(Stored data entries)
____

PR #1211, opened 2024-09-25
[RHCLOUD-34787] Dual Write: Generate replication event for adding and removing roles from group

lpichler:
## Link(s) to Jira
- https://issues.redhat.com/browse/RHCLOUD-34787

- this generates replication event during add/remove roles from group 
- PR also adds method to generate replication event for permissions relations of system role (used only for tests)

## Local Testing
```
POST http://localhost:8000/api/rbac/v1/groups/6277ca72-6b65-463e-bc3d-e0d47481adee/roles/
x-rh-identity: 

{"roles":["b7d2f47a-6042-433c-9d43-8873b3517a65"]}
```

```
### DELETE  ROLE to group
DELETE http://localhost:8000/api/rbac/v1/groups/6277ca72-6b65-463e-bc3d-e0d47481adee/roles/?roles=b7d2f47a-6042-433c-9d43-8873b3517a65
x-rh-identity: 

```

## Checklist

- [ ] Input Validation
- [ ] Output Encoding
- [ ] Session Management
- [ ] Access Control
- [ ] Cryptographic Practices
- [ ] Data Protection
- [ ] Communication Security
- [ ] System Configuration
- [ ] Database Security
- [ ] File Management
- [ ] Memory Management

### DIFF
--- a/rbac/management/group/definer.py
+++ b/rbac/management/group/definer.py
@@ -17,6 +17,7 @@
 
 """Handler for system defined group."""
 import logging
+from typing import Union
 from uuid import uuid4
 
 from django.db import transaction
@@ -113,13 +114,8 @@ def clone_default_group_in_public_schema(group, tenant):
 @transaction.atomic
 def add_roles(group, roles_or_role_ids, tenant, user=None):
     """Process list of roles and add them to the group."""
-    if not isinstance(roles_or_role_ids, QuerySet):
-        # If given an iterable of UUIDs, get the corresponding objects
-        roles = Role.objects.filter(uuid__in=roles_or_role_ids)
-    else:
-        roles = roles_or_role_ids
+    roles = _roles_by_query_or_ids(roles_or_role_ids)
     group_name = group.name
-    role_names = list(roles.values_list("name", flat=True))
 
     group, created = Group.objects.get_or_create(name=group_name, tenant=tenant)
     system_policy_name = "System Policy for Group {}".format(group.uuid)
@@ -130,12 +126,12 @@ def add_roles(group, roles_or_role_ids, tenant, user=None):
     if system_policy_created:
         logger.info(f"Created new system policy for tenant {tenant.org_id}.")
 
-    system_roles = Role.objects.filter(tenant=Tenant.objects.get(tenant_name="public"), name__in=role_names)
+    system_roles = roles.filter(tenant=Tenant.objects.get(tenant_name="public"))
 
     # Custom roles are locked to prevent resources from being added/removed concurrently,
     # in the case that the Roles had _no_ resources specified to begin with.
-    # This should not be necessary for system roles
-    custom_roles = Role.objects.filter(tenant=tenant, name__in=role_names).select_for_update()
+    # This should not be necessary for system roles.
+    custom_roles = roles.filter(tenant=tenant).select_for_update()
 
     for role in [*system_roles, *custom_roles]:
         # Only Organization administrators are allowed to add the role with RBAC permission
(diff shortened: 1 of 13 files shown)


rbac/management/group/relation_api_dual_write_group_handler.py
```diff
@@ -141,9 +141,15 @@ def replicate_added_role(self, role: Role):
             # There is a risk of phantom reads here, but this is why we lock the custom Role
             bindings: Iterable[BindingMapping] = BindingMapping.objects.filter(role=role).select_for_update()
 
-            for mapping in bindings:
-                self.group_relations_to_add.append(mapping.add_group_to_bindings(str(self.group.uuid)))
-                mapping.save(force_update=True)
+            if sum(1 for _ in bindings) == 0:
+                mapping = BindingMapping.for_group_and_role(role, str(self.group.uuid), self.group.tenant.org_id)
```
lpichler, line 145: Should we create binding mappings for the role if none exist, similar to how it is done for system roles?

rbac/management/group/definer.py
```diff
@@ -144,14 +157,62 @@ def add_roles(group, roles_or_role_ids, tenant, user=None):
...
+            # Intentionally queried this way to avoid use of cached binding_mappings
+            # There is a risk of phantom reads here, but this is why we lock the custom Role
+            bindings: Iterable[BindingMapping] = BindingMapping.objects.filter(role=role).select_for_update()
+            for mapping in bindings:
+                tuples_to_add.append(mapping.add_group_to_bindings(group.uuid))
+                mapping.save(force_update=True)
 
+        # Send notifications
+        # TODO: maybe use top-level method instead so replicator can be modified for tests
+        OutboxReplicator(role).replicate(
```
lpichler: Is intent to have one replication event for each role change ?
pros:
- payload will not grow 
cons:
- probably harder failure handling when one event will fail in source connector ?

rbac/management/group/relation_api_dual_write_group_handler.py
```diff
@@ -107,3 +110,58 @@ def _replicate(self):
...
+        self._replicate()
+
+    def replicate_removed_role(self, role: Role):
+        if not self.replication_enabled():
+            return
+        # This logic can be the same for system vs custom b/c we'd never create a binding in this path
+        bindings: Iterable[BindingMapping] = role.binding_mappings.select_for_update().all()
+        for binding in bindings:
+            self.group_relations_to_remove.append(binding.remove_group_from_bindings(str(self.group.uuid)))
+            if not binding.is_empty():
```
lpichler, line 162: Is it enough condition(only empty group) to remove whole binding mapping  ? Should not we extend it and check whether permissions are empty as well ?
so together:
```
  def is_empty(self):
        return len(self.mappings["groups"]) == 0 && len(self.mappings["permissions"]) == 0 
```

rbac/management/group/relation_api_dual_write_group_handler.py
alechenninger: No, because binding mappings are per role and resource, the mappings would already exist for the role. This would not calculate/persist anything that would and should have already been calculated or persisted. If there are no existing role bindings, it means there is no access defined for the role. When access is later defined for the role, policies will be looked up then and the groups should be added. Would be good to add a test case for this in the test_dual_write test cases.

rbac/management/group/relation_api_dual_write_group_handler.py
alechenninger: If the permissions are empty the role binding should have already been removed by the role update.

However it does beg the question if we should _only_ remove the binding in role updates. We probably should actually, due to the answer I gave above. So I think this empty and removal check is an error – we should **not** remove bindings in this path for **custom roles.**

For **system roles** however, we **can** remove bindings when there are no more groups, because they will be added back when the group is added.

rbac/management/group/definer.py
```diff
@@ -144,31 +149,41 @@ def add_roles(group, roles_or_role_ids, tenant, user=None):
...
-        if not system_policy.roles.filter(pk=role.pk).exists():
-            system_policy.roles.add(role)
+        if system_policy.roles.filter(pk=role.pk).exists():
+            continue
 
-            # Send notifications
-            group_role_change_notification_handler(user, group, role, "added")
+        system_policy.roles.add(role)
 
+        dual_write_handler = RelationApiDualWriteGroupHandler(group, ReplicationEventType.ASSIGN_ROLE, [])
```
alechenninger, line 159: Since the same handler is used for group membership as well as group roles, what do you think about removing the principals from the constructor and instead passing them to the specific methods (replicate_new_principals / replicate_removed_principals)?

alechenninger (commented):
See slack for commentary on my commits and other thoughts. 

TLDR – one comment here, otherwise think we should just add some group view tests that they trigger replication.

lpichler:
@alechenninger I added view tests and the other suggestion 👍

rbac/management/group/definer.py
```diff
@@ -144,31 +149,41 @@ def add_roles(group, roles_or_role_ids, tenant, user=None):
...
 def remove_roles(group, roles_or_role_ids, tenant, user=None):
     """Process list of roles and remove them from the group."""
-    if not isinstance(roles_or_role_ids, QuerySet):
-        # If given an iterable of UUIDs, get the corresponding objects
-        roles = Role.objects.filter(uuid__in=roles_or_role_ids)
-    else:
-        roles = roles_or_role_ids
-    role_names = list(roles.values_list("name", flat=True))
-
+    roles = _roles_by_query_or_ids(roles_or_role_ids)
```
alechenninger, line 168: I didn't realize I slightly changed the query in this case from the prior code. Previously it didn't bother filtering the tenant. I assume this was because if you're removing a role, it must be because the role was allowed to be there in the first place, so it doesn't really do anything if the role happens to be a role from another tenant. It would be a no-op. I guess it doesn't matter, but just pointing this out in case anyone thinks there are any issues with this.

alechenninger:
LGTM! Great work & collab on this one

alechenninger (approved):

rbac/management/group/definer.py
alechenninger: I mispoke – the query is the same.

____

Which of the lines above hold the word "exists"? Copy each one.

-        if not system_policy.roles.filter(pk=role.pk).exists():
+        if system_policy.roles.filter(pk=role.pk).exists():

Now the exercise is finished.